(On Cable TV, July 2016) There are many things I don’t like about stupid humour, and one of them is the way it curdles the older its practitioners are. Watching Jim Carrey and Jeff Bridges goof off in 1994 when they were in their thirties is bad enough, but seeing them act like big doofuses in 2014 when they’re in their fifties is adding a substantial layer of melancholy on something that’s already pretty sad. It gets worse considering how Dumb and Dumber To tries to bring in issues of fatherhood (flirting far too long with the stomach-churning idea of a character having designs on the other one’s daughter) in-between wasting one’s life on dumb jokes. The film starts badly, builds setpieces that aren’t as funny as the screenwriters think and sort of peters out at some point before the end. There are a few high notes, although one of them (the brief return of the iconic dog van) is notable in how quickly it speeds by. As in the original, dumb humour abounds, but very little of it has the kind of panache that made the first film so memorable and grudgingly funny. It doesn’t help that, in twenty years, the comedy zeitgeist has moved away from the original’s model. Carrey can’t very well return to the same kind of humour he did twenty years ago without looking ridiculous in unintended ways, while Bridges doesn’t completely abase himself. In that chaos of dumb taste, only Kathleen Turner emerges gracefully, although having one of the most level-headed characters in the film helps a lot. After so many modest efforts and all-out misfires, you’d think that the Farrelly Brothers would stop making movies at some point, but clearly the box office results show that I’m wrong and my opinions on the matter don’t mean anything. In the meantime, Dumb and Dumber To exists, and you only have yourself the blame if you end up watching it.

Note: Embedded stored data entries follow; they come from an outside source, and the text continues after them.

PR #372, opened 2019-02-03
Support silo assets

mkolar:
Somewhat related to #308

## New Functionality

This PR turns silos into full assets with option to hold tasks as a first step towards hopefully eradicating them altogether at some point :). 

### Implementation

We propose simply considering every asset with `silo` data member set to `None` as a silo itself. That solution is not 100% foolproof, but it's certainly a straightforward and simple one. It's fully backwards compatible as it simply combines any 'asset silos' with previously defined 'attribute silos' in all the GUIs. 

To be able to display silo tasks, we had to tweak the display logic a bit. To display tasks on the silo (which presents itself as a tab in the GUI) user simply needs to deselects all in the treeview. This behaviour overrides the previous where you would see project tasks by default.

### DIFF
--- a/avalon/tools/cbloader/app.py
+++ b/avalon/tools/cbloader/app.py
@@ -170,12 +170,11 @@ class Window(QtWidgets.QDialog):
 
         asset_item = assets_model.get_active_index()
         if asset_item is None or not asset_item.isValid():
-            type = "asset"
             silo = assets_model.get_current_silo()
             if len(silo) == 0:
                 return
             document = io.find_one({
-                "type": type,
+                "type": "asset",
                 "name": silo
             })
         else:
--- a/avalon/tools/cbloader/app.py
+++ b/avalon/tools/cbloader/app.py
@@ -106,6 +106,8 @@ class Window(QtWidgets.QDialog):
 
         refresh_family_config()
 
+        self._refresh()
+        self._assetschanged()
         # Defaults
         self.resize(1330, 700)
 
@@ -168,9 +170,19 @@ class Window(QtWidgets.QDialog):
 
         asset_item = assets_model.get_active_index()
         if asset_item is None or not asset_item.isValid():
-            return
+            type = "asset"
+            silo = assets_model.get_current_silo()
+            if len(silo) == 0:
+                return
+            document = io.find_one({
+                "type": type,
+                "name": silo
+            })
+        else:
+            document = asset_item.data(DocumentRole)
 
-        document = asset_item.data(DocumentRole)
+        if document is None:
+            return
         subsets_model.set_asset(document['_id'])
 
         # Enforce the columns to fit the data (purely cosmetic)
--- a/avalon/tools/cbloader/app.py
+++ b/avalon/tools/cbloader/app.py
@@ -3,7 +3,7 @@ import time
 
 from ..projectmanager.widget import AssetWidget, AssetModel
 
-from ...vendor.Qt import QtWidgets, QtCore, QtGui
+from ...vendor.Qt import QtWidgets, QtCore
 from ... import api, io, style
 from .. import lib
 
@@ -23,7 +23,7 @@ class Window(QtWidgets.QDialog):
     def __init__(self, parent=None):
         super(Window, self).__init__(parent)
         self.setWindowTitle(
-            "Asset Loader 2.0 - %s/%s" % (
+            "Asset Loader 2.1 - %s/%s" % (
                 api.registered_root(),
                 api.Session.get("AVALON_PROJECT")))
 
@@ -56,7 +56,7 @@ class Window(QtWidgets.QDialog):
         split.addWidget(asset_filter_splitter)
         split.addWidget(subsets)
         split.addWidget(version)
-        split.setSizes([225, 925, 0])
+        split.setSizes([180, 950, 200])
         container_layout.addWidget(split)
 
         body_layout = QtWidgets.QHBoxLayout(body)
@@ -101,12 +101,13 @@ class Window(QtWidgets.QDialog):
 
         families.active_changed.connect(subsets.set_family_filters)
         assets.selection_changed.connect(self.on_assetschanged)
-        subsets.active_changed.connect(self.on_versionschanged)
+        subsets.active_changed.connect(self.on_subsetschanged)
+        subsets.version_changed.connect(self.on_versionschanged)
 
         refresh_family_config()
 
         # Defaults
-        self.resize(1150, 700)
+        self.resize(1330, 700)
 
     # -------------------------------
     # Delay calling blocking methods
@@ -117,12 +118,16 @@ class Window(QtWidgets.QDialog):
         lib.schedule(self._refresh, 50, channel="mongo")
 
     def on_assetschanged(self, *args):
-        self.echo("Fetching results..")
+        self.echo("Fetching asset..")
         lib.schedule(self._assetschanged, 50, channel="mongo")
 
-    def on_versionschanged(self, *args):
-        self.echo("Fetching results..")
+    def on_subsetschanged(self, *args):
+        self.echo("Fetching subset..")
         lib.schedule(self._versionschanged, 50, channel="mongo")
+
+    def on_versionschanged(self, *args):
+        self.echo("Fetching version..")
+        lib.schedule(self._versionschanged, 150, channel="mongo")
 
     def set_context(self, context, refresh=True):
         self.echo("Setting context: {}".format(context))
@@ -265,7 +270,7 @@ class Window(QtWidgets.QDialog):
         return super(Window, self).closeEvent(event)
 
 
-def show(root=None, debug=False, parent=None, use_context=False):
+def show(debug=False, parent=None, use_context=False):
     """Display Loader GUI
 
     Arguments:
@@ -327,7 +332,9 @@ def show(root=None, debug=False, parent=None, use_context=False):
 
 
 def cli(args):
+
     import argparse
+
     parser = argparse.ArgumentParser()
     parser.add_argument("project")
 
@@ -336,6 +343,17 @@ def cli(args):
 
     io.install()
 
+    # Store settings
     api.Session["AVALON_PROJECT"] = project
+
+    from avalon import pipeline
+
+    # Find the set config
+    _config = pipeline.find_config()
+    if hasattr(_config, "install"):
+        _config.install()
+    else:
+        print("Config `%s` has no function `install`" %
+              _config.__name__)
 
     show()
--- a/avalon/tools/projectmanager/model.py
+++ b/avalon/tools/projectmanager/model.py
@@ -229,12 +229,12 @@ class TasksModel(TreeModel):
             asset_tasks = asset.get("data", {}).get("tasks", [])
             tasks.update(asset_tasks)
 
-        # If no asset tasks are defined, use the project tasks.
-        if assets and not tasks:
-            project = io.find_one({"type": "project"})
-            tasks.update(
-                [task["name"] for task in project["config"].get("tasks", [])]
-            )
+        # # If no asset tasks are defined, use the project tasks.
+        # if assets and not tasks:
+        #     project = io.find_one({"type": "project"})
+        #     tasks.update(
+        #         [task["name"] for task in project["config"].get("tasks", [])]
+        #     )
 
         self.clear()
         self.beginResetModel()
--- a/avalon/tools/projectmanager/model.py
+++ b/avalon/tools/projectmanager/model.py
@@ -113,7 +113,8 @@ class TreeModel(QtCore.QAbstractItemModel):
                 key = self.COLUMNS[column]
                 node[key] = value
 
-                self.dataChanged.emit(index, index)
+                # passing `list()` for PyQt5 (see PYSIDE-462)
+                self.dataChanged.emit(index, index, list())
 
                 # must return true if successful
                 return True
--- a/avalon/tools/projectmanager/model.py
+++ b/avalon/tools/projectmanager/model.py
@@ -229,17 +229,14 @@ class TasksModel(TreeModel):
             asset_tasks = asset.get("data", {}).get("tasks", [])
             tasks.update(asset_tasks)
 
-        # # If no asset tasks are defined, use the project tasks.
-        # if assets and not tasks:
-        #     project = io.find_one({"type": "project"})
-        #     tasks.update(
-        #         [task["name"] for task in project["config"].get("tasks", [])]
-        #     )
+        # If no asset tasks are defined, use the project tasks.
+        if len(tasks) == 0:
+            project = io.find_one({"type": "project"})
+            tasks.update(
+                [task["name"] for task in project["config"].get("tasks", [])]
+            )
 
         self.clear()
-        # let cleared task view if no tasks are available
-        if len(tasks) == 0:
-            return
 
         self.beginResetModel()
 
--- a/avalon/tools/projectmanager/model.py
+++ b/avalon/tools/projectmanager/model.py
@@ -228,6 +228,13 @@ class TasksModel(TreeModel):
             asset_tasks = asset.get("data", {}).get("tasks", [])
             tasks.update(asset_tasks)
 
+        # If no asset tasks are defined, use the project tasks.
+        if assets and not tasks:
+            project = io.find_one({"type": "project"})
+            tasks.update(
+                [task["name"] for task in project["config"].get("tasks", [])]
+            )
+
         self.clear()
         self.beginResetModel()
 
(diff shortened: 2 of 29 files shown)


avalon/tools/cbloader/app.py
```diff
@@ -168,9 +170,19 @@ def _assetschanged(self):
 
         asset_item = assets_model.get_active_index()
         if asset_item is None or not asset_item.isValid():
-            return
+            type = "asset"
```
BigRoy: @mkolar could you put a comment here as to what this is achieving? Just looking at the code I'm having a hard time figuring it out how this solves it.

Also, to not shadow the `type` function I'd recommend just passing `"asset"` to `io.find_one` directly on line 178.

BigRoy: Ah, wait... is this working in such a way that the loader still displays "silo" as tabs in the loader. Visually nothing changes, except that when you select nothing at all (no asset in selection) that you are operating on the 'silo asset'?

avalon/tools/projectmanager/widget.py
```diff
@@ -180,6 +185,16 @@ def __init__(self, silo=None, parent=None):
     def set_silo(self, silo, refresh=True):
         """Set the root path to the ItemType root."""
         self._silo = silo
+        try:
+            self.silo_asset = io.find_one(
+                {'$and': [
```
BigRoy: This doesn't need to be an "$and" query, right? Couldn't this be just one regular query?
```python
io.find_one({
    'type': 'asset',
     'name': silo,
     'silo': None
})
```

BigRoy:
Went over the code, seemed alright - but at first sight it might need a clarification here or there on how it works.

> We propose simply considering every asset with silo data member set to None as a silo itself. 

This helps with explaining it though - it's just that the code took me a bit to grasp why all the if statements were needed.

avalon/tools/projectmanager/model.py
```diff
@@ -229,14 +229,18 @@ def set_assets(self, asset_ids):
             asset_tasks = asset.get("data", {}).get("tasks", [])
             tasks.update(asset_tasks)
 
-        # If no asset tasks are defined, use the project tasks.
-        if assets and not tasks:
-            project = io.find_one({"type": "project"})
-            tasks.update(
-                [task["name"] for task in project["config"].get("tasks", [])]
-            )
+        # # If no asset tasks are defined, use the project tasks.
```
BigRoy: Why did you end up commenting this out? :)

iLLiCiTiT: That's because I wasn't sure why Project manager showed project's tasks values if there are no tasks to show on selected asset and was scared to remove :) It had any reason?

BigRoy: > That's because I wasn't sure why Project manager showed project's tasks values if there are no tasks to show on selected asset and was scared to remove :) It had any reason?

Ha, good - I like it your way too. ;) It's so confusing!

Anyhow, it got implemented here: https://github.com/getavalon/core/pull/330

I guess it was to match the behavior of the Launcher, which allowed to still go into an asset and work on a task when no explicit tasks where assigned. (Which I guess is backwards compatibility, since originally tasks were per project, not assigned per task.)

avalon/tools/projectmanager/widget.py
BigRoy: Hmm, could you set up a reproducable example? It should work.

Also, the `try... except`  shouldn't be needed since `find_one()` will return None if there's no match. Unless you're expecting to pass specific values to the function that will break the query - but I wouldn't know why that would happen?

avalon/tools/cbloader/app.py
iLLiCiTiT: > `Also, to not shadow the type function I'd recommend just passing "asset" to io.find_one directly on line 178.`

True. It doesn't make sence to store it into variable here.

avalon/tools/projectmanager/widget.py
iLLiCiTiT: You're absolutely right... just realized what was the reason why it didn't work correctly when I tried it. That was also the reason why I put that part into `try...except.` Now, I see! Thanks

avalon/tools/projectmanager/model.py
mkolar: I for one can't figure out what was the reasoning the in the first place. The only reason I can think of is the lack of project manager GUI so it was had to add individual tasks to assets, hence relying on a global task list. 

maybe @mottosso or @tokejepsen can shed some light on what is the use case?

tokejepsen: @mkolar sorry not sure what is the confusion?
Is it that the project manager shows the global tasks, or that you can see tasks per asset?

mkolar: What was the reason for project manager to show global tasks? Is the question. It seems that both us and colorbleed prefers only seeing tasks per asset, so I was wondering where the feature came from.

tokejepsen: Pretty sure that is a legacy feature from not having tasks per asset.

I would prefer having tasks per entity in Avalon, so you can explicitly say what tasks are available for the user.

BigRoy: Great - my preference would also be then to remove them here too.

mkolar: In that case we'll remove the commented code completely as the resulting behavior is exactly as agreed here.

mottosso:
Sorry, just saw this PR.

It isn't clear to me what problem was this solving? There seems to be some confusion about what "silo" is and why it exists; it's a filter, much like `families` for Pyblish plug-ins. It was put in place to avoid separating between what was a shot and what was an asset (or episode, or sequence etc.) such that every object in the database could be just an "asset". But the user still needed to visualise shots differently from assets, and so `silo` was born.

I've seen screenshots now of additional silos, like `editorial` which makes a lot of sense I think. In theory, we could have lots of filters for the various GUIs, the `visualParent` is another one. Things that only apply to GUIs and not to our pipeline tools.

Dunno, does that change anything about this PR? Do we still want silos to be assets? (seems very strange to me!) Maybe we should rename them `filters`?

mkolar:
As we work with this many more problems with silos actually arose for us. This is a first step to solving them. 

1. Yes silo is a virtual concept that is technically just a filter. However when we try to relate to them in the overall project hierarchy we're constantly hitting walls. The main one was the fact we need to have tasks on the top level hierarchy members...so technically silos. This is for editorial, but also some development tasks. Hence we needed to add this possibility and the only way to do it is to turn silos in to normal asset.

That being said. We're not saying `silo` should be an asset, but rather "the highest asset in hierarchy should act as silo in the GUI. so effectively we're ignoring silo and just didn't want to do a rewrite of all the GUIs to support not having them.

2. Second step would be dropping them completely. Starting using filters as you said so we can build GUIs that visually reorganize it how we want. The tabs we have for silos now for example are only useable if you have 2-3 silos. Our projects regularly have 4-5 and more top folders, so it's suddenly not very user friendly.

Long story short I absolutely agree that all these filters (including silo) should only affect GUI. However because we have to act fairly fast with production requirement, we need to take these features step by step to make clients happy. In this case for example dropping silo gave us the ability to make sure that if we redo this categorisation later on, everything can be made backwards compatible very easily as we only added new assets to db.

tokejepsen:
> the highest asset in hierarchy

Sorry, could you clarify what you mean by this, since the asset are in a flat hierarchy on the dB?
Do you mean the ```visualParent``` hierarchy?

mottosso:
I have the same question.

Don't you already have a concept of (visual) hierarchy using the `visualParent` attribute, and could you not use that in-place of how you currently use `silo`?

mkolar:
Yes I mean visual hierarchy. And yes we do have it from visualParents.

And frankly Id be happier is we removed reference to Silo from this and instead found assets without visualParent and used those as tabs...

mottosso:
I think that could work!

It'd be compatible with the Mongo documents already, and look and act identically to silos as far as users are concerned (since it's basically just moving a value from `silo` to another attribute `visualParent`), plus it doesn't eliminate the possibility for filtering by things other than hierarchy, like arbitrary tags.

The only addition is I would probably keep `visualParent` in those "top-level" documents, but let it be None. That way, it's clear that they are meant to be part of a hierarchy, and that they don't have a parent and must be on top.

mkolar:
Yes keeping as none is the way to go.

Were doing that with silo now.

tokejepsen:
> The only addition is I would probably keep visualParent in those "top-level" documents, but let it be None

Would that mean that ```visualParent``` is turning into a required attribute of the schema?

mottosso:
> Would that mean that `visualParent` is turning into a required attribute of the schema?

Good question; there's probably no rush to do so, we can see how things play out the way things are currently.

But if it does end up in the schema, I wouldn't want it to refer to anything visual. Visuals should interpret abstract data, not the other way around. So we may want to consider renaming it to e.g `parentHint` or the like, and interpret that as a "visual hierarchy" wherever it's used. Just so we don't start blurring the line between data and what is strictly related to drawing that data.

mkolar:
Even though it's technically not required now, Without it none of the GUIs make any sense, so it's almost sorta required already ;)

mottosso:
Ok, so this issue is about making the tabs of the Library GUI refer to top-level assets with `visualParent` set to `None`. A GUI change, effectively, rather than anything in the DB or application logic.

We could then technically keep `silo`, for the time being, even though it wouldn't be represented anywhere.

Does that capture the requirement fully? If so, let's either update the description or make a new issue.

mkolar:
yes. for us that captures it and would be preferable to us. We'll update this PR and the code to reflect.

avalon/tools/projectmanager/widget.py
```diff
@@ -143,7 +143,18 @@ def preserve_selection(tree_view,
 
 def _list_project_silos():
     """List the silos from the project's configuration"""
-    silos = io.distinct("silo")
+    # Backwards compatible way to get silos/top assets from DB:
```
BigRoy: Wouldn't it be easier to do this:

```python
silos = io.distinct("silo")   # Backwards compatible silo support

# New style silos getting assets without parent and silo
new_silos = [s['name'] for s in io.find({
        'type': 'asset',
        'data.visualParent': None,
        '$or': [{'silo': {'$exists': False}}, {'silo': None}]
    })]
silos.extend(new_silos)

return silos
```

- It supports backwards compatible silos together with new style silos in one project.
- It does less database queries.
- It's more readable (to me at least)

iLLiCiTiT: That won't work actually because io.distinct("silo") will contain None in new way. I had it similar way before:
```
silos = [s['name'] for s in io.find({"type": "asset", "silo": None})]
silos_old = io.distinct("silo")
for silo in silos_old:
     if silo not in silos and silo is not None:
         silos.append(silo)
```
But the point of this commit was prepare to not use 'silo' column in queries at all

mottosso: Do we have to change `silo` at all? I thought this change was about ignoring silo, and using the top-level asset instead?

BigRoy: > That won't work actually because io.distinct("silo") will contain None in new way.

Then like this?

```python
silos = io.distinct("silo") or []
```

mkolar: > Do we have to change `silo` at all? I thought this change was about ignoring silo, and using the top-level asset instead?

that's exactly what we're trying to avoid. I'll try to explain what @iLLiCiTiT was trying to achieve here :).

The key point here is how to make it backwards compatible while also making sure that the new way of determining what is the 'top-level asset' doesn't need any silo data whatsoever. 

I think the confusion here with the naming. Silo is just data, but what we're trying to do is make a list of Tabs in the GUI. This can be made either from silo data if the project has it, or finding assets with `visualParent == None`. The problem is that old project also have asset with visualParent None, but in those case, this project shouldn't become a Tab. So we actually need to distinguish between old type and new type of project to ensure backward compatibility. 

here's slight change to code that should make the distinction clear. This way one wouldn't need silo at all and its clear we're not actually collecting silos, just data that forms tab in the GUI.

```
def _list_project_silos():
    # Let's find whether we're dealing with old or new type of project (having no silos):
    silo_existence = {
        'type': 'asset',
        'silo': {'$exists': False}]
    }
    # if we have new project (one with no silo data at all), get tabs from visualParent == None
    if len(list(io.find(silo_existence))) > 0:
        tabs = [s['name'] for s in io.find({
            'type': 'asset',
            'data.visualParent': None
        })]
    # if we have old project get tabs the old way
    else:
        tabs = io.distinct("silo")

    if not silos:
        project = io.find_one({"type": "project"})
    return list(sorted(tabs))
```

BigRoy: You wouldn't need to check for the full project having one of it. Whenever something does *not* have a visual parent and does *not* have silo data, then it's your top most silo tab - it's as simple as that, right? ;)

It will even allow compatibility inside a single project to mix it up. (if you work on older projects)

iLLiCiTiT: And what about:
```
silos = io.distinct("silo")

# New style, works if 'silo' column doesn't exists
if not silos:
        silos = [s['name'] for s in io.find({
                'type': 'asset',
                'data.visualParent': None
            })]
```
- easy to separate, strictly dividing
- it doesn't allow to mix it up but I don't think it's good idea to allow mix different hierarchy approache, could cause huge issues

BigRoy: > it doesn't allow to mix it up but I don't think it's good idea to allow mix different hierarchy approache, could cause huge issues

I'm actually not seeing something that could cause a big issue. ;) Even if you have a silo `film` and later you create that asset `film` that can act as silo (having no silo set and no visualParent) then I believe it would know how to parent it. Right?

I'm just more afraid of someone accidentally making an old style silo (or the other way around, a new one) and it not being picked up or suddenly discarding the ones you had. But yes, this is definitely already looking like more readable code.

mkolar: >I'm actually not seeing something that could cause a big issue

the main on is a bit down the line. Distinguishing what to display as the top asset in the hierachy widget appearing under the tabs. If you have old style silos, the top asset in the tree view is the one with visualParent:None, if you're however using that as tab , it should be the next one in the hierarchy. So if you allow mixed type in the project, it goes a bit down the rabit hole. Isn't it more trouble than it's worth? 

If we definitely want to allow mixed projects, then you're latest suggestion is the way to go. And we'd have to implement it on a few more places.

BigRoy: > the main on is a bit down the line. Distinguishing what to display as the top asset in the hierachy widget appearing under the tabs. If you have old style silos, the top asset in the tree view is the one with visualParent:None, if you're however using that as tab , it should be the next one in the hierarchy. So if you allow mixed type in the project, it goes a bit down the rabit hole. Isn't it more trouble than it's worth?

I see what you mean - but in essence only the data differs but with the code it should still behave exactly the same to the end user. It shouldn't break, even if only later you create the actual parent asset for it. :) The only danger might be that you have a `film` asset that is not supposed to be a silo. So say you have asset "film" with its silo set to "film". ;)

Basically, in backwards compatibility all it means is that:
- When something has a silo set and *no* visual parent. It's parented under a silo tab.
- When something has *no* silo set and *no* visual parent. It is the silo asset itself - it is the tab.
- Any asset with a visualParent is never a silo and always only visible under the parent.

---

- Odd case: When something has a silo set and *no* visual parent but there is an asset for that silo then it is actually "parented" to the tab - it just doesn't have the `visualParent` data set to it. In the data it might look funny, but functionally it's the same as the above cases.

mottosso:
Happy to pull the trigger on this to keep the ball rolling.

mkolar:
> Happy to pull the trigger on this to keep the ball rolling.

Same for me. Just a confirmation that it doesn't currently break anything in their current project from @BigRoy would be good

BigRoy:
Sorry, unable to test right away - but possibly near end of day or tomorrow. Bit crazy days here. Am keeping an eye on this though, hopefully soon I can join the Russian Roulette.

avalon/tools/projectmanager/widget.py
```diff
@@ -536,13 +564,24 @@ def refresh(self):
 
         silos = _list_project_silos()
         self.silo.set_silos(silos)
-
+        if len(silos) > 0:
+            self.silo.set_current_silo(self.silo.tabText(0))
```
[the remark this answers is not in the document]
iLLiCiTiT: there's missing comment `# set first silo as active so tasks are shown on load`

mkolar:
after large cleanup, we decided to make this PR again, but a bit cleaner. to properly get rid of silos, we first need to deal with restructuring GUIs to more flexible organisation and remove silos after, to avoid any ugly surprises. We'll PR fresh very soon. 

functionality will stay the same.

mkolar:
I'm closing this PR as it is not relevant anymore. We'll follow up with a much simpler and backwards compatible one.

(Second viewing, On Cable TV, May 2016) I didn’t have very good memories of Dumb & Dumber, and a revisit twenty-some years later only highlights why: I don’t react well to deliberately dumb humour, and this film has enough of it to fill a trilogy. I spent the film’s first half-hour in an increasing state of self-loathing, wondering why I was re-watching it and feeling my IQ dropping every minute. Eventually (specifically during the diner scene where a seasoned criminal unsuccessfully try to kill the protagonists), I reached an equilibrium of sorts, and the film finally started feeling funny. Not exceptionally funny, but funny enough to coast until the end. Jim Carrey does deliver a remarkable performance (alongside Ace Ventura and The Mask, it’s part of his astonishing 1994 breakout year), and seeing Jeff Bridges abase himself so low does have an interest of its own. The humour is dumb enough that it’s easy to forget that two skilled comedians (the Farrelly Brothers) wrote this stuff, but some of the film’s more outlandish moments (such as the fantasy sequences, or the living-large segment) do show some invention going beyond the dumb humour. I’m not going to claim that I was seduced by the results, but Dumb & Dumber does become good enough to escape the confines of its chosen dumb-jokes subgenre, and it’s that kind of success that highlights a better-than-average effort. This being said, I’m more than OK with the thought that I may not have to watch this again for another twenty years.
(On TV, March 2016) The touch of the Farrely brothers is obvious in Stuck on You, another of their comedies in which disability is seen sympathetically, North-eastern United States represents and comedy springs from uncomfortable situations. To wit: Stuck on You is about conjoined twins linked at the hip, and how they try to achieve one of them’s success as a Hollywood actor. As a physical comedy, Stuck on You milks a lot of laughs from suggesting the practical reality of its characters (one of them donning black clothes as the other perform a one-man show, the other wearing a teddy bear suit in bed when the other meets a romantic prospect), then goes for gentle Hollywood satire when a truly awful TV show becomes a rating darling. Matt Damon and Greg Kinnear are rather good in thankless roles, while Cher gets a few laughs in a relatively unflattering role. (Eva Mendes and Meryl Streep also show up successfully in small roles) Stuck on You is a film of small moments rather than overall storytelling: the plot is familiar, the beats are predictable and what sets it apart is some degree of success in delivering the small laughs that populate the larger but blander framework. In retrospect, it’s almost amazing that Stuck on You manages to last more than ninety minutes without quite wearying what could have been a one-note premise. Interestingly enough, the film manages to avoid most gross-out gags, which may be surprising given some of the Farrelly Brothers’ filmography. But they would have been out of place in a film that generally plays things sweetly and without meanspiritedness. Better than it could have been, Stuck on You isn’t particularly sophisticated entertainment, but it holds its own against most odds.